─── DATA TO PROCESS ───
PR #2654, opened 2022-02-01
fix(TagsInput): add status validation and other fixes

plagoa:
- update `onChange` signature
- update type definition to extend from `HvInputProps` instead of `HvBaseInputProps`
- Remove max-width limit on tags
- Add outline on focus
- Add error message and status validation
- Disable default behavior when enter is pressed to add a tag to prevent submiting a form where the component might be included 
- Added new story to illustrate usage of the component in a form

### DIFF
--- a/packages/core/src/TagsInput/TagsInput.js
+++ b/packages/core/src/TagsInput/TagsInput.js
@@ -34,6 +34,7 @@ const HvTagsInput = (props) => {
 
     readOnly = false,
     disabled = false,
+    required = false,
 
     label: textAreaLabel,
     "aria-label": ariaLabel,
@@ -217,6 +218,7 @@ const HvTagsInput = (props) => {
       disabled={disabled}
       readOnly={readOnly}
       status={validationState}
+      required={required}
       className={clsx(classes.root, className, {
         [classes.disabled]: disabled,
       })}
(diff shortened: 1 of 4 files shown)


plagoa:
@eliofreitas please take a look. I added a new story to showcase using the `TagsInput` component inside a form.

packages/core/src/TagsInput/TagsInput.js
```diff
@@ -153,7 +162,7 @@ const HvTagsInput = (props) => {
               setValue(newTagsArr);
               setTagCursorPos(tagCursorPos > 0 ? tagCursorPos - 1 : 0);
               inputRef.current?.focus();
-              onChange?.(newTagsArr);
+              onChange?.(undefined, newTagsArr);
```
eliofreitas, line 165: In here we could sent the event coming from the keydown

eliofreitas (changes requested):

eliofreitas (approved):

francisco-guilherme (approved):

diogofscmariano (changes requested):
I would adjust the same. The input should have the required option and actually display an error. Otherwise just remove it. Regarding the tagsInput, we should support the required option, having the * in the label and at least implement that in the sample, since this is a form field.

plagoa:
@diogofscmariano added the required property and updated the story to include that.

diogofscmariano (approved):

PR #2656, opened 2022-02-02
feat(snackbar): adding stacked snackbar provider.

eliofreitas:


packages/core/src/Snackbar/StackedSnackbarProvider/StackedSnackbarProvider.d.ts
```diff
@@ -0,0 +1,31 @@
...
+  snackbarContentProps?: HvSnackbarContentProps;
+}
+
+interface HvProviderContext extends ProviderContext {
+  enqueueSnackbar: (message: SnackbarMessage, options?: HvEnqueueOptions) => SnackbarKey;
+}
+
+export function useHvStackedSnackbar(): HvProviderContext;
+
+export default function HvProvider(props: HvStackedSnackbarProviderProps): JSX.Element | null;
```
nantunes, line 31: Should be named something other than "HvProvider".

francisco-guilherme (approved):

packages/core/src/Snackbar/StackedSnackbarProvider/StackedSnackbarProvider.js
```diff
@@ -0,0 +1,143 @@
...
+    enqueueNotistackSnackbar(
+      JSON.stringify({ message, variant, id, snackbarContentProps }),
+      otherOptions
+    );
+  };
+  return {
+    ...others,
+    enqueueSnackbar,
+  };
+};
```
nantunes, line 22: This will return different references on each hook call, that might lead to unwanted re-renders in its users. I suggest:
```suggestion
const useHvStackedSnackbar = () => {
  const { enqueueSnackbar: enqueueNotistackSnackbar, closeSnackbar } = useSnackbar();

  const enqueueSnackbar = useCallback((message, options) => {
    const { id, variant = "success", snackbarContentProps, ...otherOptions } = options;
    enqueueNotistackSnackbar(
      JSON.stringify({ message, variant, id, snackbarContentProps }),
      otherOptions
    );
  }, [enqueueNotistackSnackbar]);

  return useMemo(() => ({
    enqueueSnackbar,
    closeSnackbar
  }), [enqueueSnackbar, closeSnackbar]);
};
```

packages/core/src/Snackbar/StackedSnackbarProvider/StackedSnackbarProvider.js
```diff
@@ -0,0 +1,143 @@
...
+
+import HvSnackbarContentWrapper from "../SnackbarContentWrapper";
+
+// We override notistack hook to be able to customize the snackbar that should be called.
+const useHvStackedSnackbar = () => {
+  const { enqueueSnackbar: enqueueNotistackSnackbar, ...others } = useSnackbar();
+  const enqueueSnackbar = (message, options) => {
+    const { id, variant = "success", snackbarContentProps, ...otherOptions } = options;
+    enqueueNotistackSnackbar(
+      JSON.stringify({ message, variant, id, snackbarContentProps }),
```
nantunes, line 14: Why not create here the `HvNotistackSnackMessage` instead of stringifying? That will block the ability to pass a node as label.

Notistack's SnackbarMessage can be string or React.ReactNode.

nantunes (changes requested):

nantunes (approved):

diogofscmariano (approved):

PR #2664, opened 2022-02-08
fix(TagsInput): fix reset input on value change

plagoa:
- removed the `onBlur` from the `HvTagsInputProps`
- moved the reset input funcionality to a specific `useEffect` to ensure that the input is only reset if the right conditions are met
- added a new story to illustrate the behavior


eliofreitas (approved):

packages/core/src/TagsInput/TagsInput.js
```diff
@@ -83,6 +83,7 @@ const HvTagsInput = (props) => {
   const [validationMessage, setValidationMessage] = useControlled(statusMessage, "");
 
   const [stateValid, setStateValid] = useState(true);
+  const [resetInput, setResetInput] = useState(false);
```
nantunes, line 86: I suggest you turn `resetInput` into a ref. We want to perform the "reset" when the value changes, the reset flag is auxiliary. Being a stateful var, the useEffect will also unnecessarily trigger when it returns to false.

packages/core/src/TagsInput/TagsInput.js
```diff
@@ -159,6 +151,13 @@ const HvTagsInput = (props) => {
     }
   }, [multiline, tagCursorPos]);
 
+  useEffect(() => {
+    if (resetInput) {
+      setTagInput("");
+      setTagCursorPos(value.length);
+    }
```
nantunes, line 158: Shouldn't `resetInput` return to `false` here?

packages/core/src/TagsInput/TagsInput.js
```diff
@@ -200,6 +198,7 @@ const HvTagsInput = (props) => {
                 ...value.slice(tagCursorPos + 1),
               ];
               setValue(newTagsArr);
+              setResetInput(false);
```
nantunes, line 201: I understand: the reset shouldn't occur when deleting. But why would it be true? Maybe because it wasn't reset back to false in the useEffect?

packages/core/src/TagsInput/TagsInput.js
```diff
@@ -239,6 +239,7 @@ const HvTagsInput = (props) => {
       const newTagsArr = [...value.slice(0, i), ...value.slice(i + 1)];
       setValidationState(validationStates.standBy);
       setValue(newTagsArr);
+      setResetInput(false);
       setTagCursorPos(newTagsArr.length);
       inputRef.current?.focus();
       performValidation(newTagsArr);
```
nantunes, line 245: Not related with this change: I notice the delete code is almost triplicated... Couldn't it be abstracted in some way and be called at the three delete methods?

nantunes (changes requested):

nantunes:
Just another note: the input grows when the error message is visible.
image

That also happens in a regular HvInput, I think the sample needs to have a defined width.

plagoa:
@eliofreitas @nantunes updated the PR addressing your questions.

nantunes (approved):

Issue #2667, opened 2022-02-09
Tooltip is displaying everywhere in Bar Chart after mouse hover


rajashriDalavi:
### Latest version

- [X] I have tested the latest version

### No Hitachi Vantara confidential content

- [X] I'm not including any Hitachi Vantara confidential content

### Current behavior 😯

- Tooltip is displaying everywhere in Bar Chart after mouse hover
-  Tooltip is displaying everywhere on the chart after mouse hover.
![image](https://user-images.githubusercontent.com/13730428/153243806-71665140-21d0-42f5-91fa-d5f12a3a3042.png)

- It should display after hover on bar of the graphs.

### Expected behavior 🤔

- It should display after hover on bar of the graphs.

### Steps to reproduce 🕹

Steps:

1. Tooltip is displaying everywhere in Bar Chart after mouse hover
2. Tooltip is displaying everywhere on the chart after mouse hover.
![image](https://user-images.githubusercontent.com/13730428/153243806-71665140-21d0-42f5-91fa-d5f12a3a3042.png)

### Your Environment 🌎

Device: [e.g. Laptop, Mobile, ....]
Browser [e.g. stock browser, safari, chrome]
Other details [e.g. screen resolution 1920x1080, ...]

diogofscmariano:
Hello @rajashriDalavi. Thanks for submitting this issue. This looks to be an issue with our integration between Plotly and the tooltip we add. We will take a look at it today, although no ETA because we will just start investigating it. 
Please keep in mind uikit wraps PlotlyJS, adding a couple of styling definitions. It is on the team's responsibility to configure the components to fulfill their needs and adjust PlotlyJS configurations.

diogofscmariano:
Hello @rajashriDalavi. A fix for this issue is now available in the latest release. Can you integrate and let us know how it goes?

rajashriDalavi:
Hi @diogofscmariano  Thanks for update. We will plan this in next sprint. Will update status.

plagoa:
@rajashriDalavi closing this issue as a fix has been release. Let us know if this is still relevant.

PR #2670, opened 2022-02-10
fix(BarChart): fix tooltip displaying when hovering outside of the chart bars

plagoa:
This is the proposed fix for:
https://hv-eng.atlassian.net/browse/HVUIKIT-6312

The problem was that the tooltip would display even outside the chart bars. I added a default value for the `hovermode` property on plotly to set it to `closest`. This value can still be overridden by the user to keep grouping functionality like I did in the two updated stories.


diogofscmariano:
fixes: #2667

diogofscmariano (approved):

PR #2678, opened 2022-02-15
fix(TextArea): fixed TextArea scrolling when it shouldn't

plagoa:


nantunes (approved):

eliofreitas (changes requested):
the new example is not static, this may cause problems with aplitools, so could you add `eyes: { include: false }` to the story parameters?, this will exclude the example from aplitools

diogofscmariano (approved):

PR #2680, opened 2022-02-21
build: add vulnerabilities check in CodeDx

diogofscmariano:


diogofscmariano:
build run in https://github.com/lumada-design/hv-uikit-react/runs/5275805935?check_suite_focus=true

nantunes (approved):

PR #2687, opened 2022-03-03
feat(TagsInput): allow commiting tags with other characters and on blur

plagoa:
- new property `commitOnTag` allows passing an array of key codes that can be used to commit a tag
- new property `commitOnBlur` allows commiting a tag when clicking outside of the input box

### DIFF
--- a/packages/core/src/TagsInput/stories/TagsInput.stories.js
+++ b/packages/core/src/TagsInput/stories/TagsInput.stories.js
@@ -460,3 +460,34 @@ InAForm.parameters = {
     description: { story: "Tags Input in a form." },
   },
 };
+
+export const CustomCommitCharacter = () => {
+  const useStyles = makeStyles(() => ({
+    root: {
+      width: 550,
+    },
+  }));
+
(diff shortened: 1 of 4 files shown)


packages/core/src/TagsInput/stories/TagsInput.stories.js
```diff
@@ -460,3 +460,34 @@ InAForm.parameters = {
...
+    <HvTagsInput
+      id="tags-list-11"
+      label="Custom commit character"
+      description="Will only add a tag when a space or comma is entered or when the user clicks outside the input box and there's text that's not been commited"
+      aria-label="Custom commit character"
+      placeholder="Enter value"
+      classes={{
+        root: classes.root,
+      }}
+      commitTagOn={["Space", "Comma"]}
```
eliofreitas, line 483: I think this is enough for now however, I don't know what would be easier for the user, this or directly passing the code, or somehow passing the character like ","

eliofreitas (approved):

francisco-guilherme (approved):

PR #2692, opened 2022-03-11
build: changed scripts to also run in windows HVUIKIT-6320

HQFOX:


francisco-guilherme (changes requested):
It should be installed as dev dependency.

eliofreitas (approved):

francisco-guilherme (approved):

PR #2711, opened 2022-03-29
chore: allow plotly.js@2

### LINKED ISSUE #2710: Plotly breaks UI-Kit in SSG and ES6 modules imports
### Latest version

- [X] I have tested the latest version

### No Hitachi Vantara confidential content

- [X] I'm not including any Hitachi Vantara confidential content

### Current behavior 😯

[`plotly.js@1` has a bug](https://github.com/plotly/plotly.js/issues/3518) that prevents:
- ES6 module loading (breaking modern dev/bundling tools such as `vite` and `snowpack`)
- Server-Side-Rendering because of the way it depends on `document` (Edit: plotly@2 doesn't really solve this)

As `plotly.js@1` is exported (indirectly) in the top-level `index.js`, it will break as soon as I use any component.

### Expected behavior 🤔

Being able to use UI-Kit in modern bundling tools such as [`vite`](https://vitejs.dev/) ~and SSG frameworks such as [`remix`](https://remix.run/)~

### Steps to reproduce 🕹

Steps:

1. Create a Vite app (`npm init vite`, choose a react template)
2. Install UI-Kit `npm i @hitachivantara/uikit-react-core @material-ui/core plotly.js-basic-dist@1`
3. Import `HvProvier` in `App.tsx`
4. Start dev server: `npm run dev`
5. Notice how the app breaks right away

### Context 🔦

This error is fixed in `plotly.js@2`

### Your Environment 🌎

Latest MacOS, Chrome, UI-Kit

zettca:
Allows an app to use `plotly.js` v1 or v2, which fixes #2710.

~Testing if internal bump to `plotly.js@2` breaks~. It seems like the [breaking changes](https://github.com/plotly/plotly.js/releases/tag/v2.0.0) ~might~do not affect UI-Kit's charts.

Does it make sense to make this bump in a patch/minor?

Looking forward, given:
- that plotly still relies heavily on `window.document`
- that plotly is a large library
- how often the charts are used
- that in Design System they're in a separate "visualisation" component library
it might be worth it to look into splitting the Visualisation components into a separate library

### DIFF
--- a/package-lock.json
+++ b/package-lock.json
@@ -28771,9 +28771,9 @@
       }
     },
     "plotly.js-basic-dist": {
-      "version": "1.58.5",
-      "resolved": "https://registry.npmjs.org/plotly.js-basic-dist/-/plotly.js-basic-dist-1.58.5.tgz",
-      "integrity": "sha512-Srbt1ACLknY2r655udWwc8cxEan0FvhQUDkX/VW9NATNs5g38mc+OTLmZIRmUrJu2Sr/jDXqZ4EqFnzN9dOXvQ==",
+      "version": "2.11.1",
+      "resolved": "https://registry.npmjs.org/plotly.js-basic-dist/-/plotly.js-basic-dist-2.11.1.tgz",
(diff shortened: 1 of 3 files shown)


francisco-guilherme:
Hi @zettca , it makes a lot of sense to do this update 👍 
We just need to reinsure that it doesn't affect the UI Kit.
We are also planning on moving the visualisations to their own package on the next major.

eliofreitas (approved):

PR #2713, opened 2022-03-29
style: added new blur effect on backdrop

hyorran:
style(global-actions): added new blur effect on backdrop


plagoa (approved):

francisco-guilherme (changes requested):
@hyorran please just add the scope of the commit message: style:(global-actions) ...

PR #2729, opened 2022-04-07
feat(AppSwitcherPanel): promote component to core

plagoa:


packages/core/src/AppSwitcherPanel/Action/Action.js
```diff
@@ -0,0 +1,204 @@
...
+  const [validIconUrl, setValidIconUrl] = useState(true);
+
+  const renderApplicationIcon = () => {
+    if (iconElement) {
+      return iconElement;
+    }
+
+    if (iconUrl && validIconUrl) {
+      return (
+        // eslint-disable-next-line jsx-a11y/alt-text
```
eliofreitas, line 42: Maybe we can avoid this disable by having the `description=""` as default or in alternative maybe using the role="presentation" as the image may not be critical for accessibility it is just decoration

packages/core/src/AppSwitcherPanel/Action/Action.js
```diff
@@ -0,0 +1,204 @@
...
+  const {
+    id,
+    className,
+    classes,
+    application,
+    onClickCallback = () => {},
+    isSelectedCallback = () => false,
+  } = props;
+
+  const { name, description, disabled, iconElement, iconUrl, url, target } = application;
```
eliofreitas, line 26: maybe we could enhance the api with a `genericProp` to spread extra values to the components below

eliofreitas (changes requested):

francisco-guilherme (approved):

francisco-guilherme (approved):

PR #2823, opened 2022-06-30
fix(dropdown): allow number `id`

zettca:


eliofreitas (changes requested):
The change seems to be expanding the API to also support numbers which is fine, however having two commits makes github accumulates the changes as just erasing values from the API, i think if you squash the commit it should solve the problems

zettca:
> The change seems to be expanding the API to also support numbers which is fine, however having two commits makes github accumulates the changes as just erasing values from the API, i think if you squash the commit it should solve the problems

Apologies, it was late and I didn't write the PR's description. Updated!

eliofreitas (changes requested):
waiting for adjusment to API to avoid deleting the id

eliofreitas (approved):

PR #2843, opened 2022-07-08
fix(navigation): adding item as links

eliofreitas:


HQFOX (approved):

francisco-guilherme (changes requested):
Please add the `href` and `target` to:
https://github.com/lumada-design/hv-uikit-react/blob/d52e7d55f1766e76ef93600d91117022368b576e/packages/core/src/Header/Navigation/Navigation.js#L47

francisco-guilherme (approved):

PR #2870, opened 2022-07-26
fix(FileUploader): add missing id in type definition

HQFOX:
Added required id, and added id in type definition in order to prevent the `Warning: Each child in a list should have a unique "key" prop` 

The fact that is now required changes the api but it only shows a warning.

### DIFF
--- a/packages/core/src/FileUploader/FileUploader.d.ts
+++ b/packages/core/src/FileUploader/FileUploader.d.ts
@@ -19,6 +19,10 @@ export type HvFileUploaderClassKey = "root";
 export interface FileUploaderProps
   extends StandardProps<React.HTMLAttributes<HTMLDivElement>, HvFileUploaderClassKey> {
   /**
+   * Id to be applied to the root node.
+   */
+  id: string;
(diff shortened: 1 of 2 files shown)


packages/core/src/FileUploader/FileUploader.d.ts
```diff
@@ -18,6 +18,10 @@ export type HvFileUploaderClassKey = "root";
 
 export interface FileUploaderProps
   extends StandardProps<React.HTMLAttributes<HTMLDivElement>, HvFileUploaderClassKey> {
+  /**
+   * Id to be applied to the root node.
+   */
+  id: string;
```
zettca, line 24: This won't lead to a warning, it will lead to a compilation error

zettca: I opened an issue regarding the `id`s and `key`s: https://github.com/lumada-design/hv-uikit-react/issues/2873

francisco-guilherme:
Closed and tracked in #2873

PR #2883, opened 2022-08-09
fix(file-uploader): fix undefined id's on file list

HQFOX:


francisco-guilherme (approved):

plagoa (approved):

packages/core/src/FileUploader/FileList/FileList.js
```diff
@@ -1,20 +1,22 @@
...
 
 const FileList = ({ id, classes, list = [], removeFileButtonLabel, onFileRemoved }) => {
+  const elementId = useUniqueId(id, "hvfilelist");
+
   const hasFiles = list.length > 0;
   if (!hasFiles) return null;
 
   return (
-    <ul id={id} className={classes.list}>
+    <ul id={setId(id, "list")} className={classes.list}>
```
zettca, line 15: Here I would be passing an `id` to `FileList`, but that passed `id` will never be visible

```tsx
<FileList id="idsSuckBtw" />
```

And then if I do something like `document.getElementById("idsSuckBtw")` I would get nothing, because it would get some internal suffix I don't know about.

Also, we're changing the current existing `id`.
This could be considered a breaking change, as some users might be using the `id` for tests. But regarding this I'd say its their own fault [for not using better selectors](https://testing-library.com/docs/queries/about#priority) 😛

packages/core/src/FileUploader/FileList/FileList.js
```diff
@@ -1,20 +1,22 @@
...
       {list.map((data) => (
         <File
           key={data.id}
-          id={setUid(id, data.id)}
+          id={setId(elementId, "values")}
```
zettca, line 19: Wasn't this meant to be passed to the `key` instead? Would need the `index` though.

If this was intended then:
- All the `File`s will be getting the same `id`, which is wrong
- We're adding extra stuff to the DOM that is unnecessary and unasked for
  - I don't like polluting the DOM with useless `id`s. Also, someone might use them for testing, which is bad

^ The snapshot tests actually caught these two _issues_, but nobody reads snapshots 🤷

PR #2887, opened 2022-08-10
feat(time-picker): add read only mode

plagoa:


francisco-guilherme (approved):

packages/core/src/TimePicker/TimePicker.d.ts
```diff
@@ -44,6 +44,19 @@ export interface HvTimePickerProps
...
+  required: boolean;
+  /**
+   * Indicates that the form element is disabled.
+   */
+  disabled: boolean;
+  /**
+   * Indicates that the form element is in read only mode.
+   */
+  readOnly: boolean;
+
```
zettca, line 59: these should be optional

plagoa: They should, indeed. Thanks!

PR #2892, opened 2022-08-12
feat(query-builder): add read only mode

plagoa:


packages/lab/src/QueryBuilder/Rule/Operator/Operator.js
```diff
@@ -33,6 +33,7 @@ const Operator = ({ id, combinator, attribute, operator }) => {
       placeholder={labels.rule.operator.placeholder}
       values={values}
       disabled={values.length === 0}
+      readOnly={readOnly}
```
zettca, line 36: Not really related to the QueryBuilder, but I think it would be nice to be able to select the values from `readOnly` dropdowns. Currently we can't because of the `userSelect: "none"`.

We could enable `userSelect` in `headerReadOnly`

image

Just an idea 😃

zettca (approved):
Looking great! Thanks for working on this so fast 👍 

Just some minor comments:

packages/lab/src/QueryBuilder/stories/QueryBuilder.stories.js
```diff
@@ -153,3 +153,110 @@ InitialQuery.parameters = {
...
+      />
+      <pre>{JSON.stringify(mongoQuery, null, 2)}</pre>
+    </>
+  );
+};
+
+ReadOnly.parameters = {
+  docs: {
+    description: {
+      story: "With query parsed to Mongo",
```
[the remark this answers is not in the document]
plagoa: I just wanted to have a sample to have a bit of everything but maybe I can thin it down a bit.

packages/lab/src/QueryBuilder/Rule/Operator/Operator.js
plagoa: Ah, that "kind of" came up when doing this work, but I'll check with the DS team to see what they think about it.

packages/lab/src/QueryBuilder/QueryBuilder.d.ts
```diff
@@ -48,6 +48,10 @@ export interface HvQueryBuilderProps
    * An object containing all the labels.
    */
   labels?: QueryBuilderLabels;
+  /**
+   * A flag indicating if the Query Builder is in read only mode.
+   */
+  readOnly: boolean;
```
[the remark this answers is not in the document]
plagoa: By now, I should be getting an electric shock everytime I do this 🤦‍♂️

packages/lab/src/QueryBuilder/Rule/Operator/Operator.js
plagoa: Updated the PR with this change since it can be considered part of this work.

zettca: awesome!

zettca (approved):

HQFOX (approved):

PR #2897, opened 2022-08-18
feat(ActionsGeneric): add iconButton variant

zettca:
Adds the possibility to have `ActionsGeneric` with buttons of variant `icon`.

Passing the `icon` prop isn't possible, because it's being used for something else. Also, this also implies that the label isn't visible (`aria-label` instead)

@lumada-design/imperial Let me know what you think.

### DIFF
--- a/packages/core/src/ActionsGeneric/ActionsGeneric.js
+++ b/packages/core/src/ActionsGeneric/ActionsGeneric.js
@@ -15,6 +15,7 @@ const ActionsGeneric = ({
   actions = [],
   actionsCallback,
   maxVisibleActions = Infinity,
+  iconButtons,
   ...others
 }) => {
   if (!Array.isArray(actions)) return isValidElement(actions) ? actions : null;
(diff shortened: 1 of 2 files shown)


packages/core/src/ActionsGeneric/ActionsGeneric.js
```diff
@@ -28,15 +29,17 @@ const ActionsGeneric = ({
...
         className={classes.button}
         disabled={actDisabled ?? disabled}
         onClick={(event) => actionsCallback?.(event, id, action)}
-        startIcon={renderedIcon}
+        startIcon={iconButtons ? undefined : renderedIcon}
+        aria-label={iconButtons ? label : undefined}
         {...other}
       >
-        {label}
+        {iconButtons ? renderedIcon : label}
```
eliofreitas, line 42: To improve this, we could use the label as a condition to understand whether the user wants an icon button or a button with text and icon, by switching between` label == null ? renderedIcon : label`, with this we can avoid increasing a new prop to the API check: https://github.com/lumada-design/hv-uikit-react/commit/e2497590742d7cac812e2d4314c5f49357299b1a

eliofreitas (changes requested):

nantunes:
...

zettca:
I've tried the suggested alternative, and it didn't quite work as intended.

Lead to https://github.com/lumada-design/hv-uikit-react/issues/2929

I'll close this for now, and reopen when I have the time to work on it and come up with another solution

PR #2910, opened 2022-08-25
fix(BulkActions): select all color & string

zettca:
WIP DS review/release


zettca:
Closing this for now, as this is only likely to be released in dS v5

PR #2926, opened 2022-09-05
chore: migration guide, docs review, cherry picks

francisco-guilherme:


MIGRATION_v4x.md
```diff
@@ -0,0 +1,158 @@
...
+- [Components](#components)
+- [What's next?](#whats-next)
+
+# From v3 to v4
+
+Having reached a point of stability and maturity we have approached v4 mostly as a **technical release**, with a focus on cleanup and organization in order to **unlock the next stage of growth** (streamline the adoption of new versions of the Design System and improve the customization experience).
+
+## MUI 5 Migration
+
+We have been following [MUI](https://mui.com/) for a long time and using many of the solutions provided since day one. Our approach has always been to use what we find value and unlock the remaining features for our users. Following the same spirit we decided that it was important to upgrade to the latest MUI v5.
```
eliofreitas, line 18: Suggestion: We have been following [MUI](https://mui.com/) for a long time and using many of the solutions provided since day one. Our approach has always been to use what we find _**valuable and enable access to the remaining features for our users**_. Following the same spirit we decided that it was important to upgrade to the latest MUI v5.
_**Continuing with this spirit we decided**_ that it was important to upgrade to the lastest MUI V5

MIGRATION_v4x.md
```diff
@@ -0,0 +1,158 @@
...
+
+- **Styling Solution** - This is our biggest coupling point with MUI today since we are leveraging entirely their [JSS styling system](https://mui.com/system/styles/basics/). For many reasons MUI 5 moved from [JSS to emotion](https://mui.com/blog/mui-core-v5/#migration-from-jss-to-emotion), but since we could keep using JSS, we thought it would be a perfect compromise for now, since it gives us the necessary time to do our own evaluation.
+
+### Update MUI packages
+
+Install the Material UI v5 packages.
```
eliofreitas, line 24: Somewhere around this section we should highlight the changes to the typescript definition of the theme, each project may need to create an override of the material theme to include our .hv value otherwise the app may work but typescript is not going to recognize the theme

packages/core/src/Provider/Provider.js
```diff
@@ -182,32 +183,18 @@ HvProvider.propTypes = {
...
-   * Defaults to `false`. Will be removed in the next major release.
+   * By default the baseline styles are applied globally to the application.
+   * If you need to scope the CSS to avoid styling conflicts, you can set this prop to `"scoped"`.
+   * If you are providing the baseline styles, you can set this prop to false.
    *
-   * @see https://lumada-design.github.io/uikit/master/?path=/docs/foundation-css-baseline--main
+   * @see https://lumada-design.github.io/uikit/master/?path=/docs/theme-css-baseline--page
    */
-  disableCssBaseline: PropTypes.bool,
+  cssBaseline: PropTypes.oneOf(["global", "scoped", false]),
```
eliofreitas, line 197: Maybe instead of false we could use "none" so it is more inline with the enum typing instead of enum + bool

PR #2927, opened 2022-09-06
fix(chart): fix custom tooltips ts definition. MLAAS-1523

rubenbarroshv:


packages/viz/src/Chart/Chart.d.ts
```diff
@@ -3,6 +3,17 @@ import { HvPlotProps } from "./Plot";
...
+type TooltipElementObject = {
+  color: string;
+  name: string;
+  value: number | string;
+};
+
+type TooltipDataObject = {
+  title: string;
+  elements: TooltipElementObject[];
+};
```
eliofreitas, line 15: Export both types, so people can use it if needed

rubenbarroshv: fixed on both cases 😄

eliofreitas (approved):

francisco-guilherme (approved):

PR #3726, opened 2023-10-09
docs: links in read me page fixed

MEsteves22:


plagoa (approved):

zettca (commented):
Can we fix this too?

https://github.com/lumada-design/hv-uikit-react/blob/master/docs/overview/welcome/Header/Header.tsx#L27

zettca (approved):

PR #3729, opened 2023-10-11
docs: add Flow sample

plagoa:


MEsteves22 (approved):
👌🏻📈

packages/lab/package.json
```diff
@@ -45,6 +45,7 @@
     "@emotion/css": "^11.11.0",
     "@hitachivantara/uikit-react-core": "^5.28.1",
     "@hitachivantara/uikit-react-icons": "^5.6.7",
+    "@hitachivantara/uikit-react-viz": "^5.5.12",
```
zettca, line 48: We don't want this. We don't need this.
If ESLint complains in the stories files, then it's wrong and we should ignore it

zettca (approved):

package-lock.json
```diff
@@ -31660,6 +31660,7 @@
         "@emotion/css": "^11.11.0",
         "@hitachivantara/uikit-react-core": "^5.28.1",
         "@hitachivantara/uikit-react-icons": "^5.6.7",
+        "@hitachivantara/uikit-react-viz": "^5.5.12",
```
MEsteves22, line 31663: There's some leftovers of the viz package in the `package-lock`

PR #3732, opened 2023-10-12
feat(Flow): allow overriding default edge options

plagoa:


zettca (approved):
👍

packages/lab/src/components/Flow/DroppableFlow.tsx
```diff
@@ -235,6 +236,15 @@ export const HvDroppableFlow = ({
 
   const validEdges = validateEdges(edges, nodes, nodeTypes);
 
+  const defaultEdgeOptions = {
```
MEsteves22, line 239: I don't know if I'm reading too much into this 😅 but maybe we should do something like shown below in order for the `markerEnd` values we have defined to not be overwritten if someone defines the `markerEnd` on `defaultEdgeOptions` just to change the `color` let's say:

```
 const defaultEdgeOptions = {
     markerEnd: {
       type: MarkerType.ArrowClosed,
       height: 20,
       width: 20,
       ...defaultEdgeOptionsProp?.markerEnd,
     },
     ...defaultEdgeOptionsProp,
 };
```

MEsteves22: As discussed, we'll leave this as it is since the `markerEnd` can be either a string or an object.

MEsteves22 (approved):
───
ABOUT THIS TASK. Report every line in the listing that holds the word "might".

RESPONSE TO THE TASK.
- Disable default behavior when enter is pressed to add a tag to prevent submiting a form where the component might be included 
nantunes, line 22: This will return different references on each hook call, that might lead to unwanted re-renders in its users. I suggest:
~Testing if internal bump to `plotly.js@2` breaks~. It seems like the [breaking changes](https://github.com/plotly/plotly.js/releases/tag/v2.0.0) ~might~do not affect UI-Kit's charts.
it might be worth it to look into splitting the Visualisation components into a separate library
This could be considered a breaking change, as some users might be using the `id` for tests. But regarding this I'd say its their own fault [for not using better selectors](https://testing-library.com/docs/queries/about#priority) 😛
  - I don't like polluting the DOM with useless `id`s. Also, someone might use them for testing, which is bad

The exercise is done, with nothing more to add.